Do We Appeal to the Knowledge of Our Political Rivals?
Almos Molnar, Vini Rupchandani & Steven Sloman
Cognitive Science, January 2026

Abstract:
Categorical explanations involve the use of labels to account for various properties of the explanandum. Prior research shows that the degree to which a label is perceived to be entrenched in society impacts the judged quality of the categorical explanation that invokes it regardless of how informative the explanation actually is. The aim of the present paper is to investigate whether the label entrenchment effect persists even when the label is said to be entrenched only in a particular community (rather than in society at large) and whether one's relationship to the entrenching community mediates the effect. Across five online behavioral experiments, we show that US partisans (Democrats and Republicans) rated the informativeness of a circular categorical explanation as higher when the label it invokes is entrenched in their own political community than when it is entrenched in the rival political community. However, being entrenched in the rival political community led to higher informativeness judgments than not being entrenched at all. Finally, we show that the effect does not occur when the label is entrenched in an epistemically suspect community, the Flat Earth Society.

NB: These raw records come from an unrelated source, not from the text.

PR #2827, opened 2023-08-28
[FIX] locale: string dates in CF aren't (un)localized

hokolomopo:
## Description

Using CF with date string works (eg. value is greater than "10/20/2012"), but the date string is not canonicalized when sending the CF rule in the model. This cause the CF to stop working when the locale is changed, because "10/20/2012" is not a valid date in french for example.

This commit fixes the issue by canonicalizing the date string before sending it to the model, and localizing it back to display it to the user.

The CF evaluation also used the current locale to evaluate the CF values. This was wrong and it should use the default locale, because CF values are canonicalized before sending them to the model.

Task:

## Description:

Task: : [3481670](https://www.odoo.com/web#id=3481670&action=333&active_id=2328&model=project.task&view_type=form&cids=1&menu_id=4720)

## review checklist

- [ ] exportable in excel
- [ ] unit tested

Unaffected polarization? Populism and affective polarization in comparative perspective
Alberto Stefanelli & Bruno Castanho Silva
Political Psychology, February 2026

Abstract:
With both affective polarization and populism on the rise in several countries, many have proposed a link between the two phenomena. Yet, research offers little direct evidence on whether populist individuals are more polarized than their mainstream counterparts. This paper aims to fill this gap by using data from 37 elections in 31 countries to provide a comparative account of the relationship between populism and affective polarization at the individual level. Contrary to common assumptions, results show no significant difference in affective polarization between more and less populist individuals. Instead, we identify a curvilinear relationship wherein both individuals who strongly endorse or reject populist ideas exhibit high levels of polarization, with substantial variations across countries. Furthermore, we find that populism is associated with a general disdain for all political parties rather than just rival parties. These findings challenge the prevailing assumption that populism is asymmetrically associated with affective polarization. We also provide evidence that ideological extremism, rather than populism, is more consistently and strongly associated with affective polarization in a large number of advanced democracies.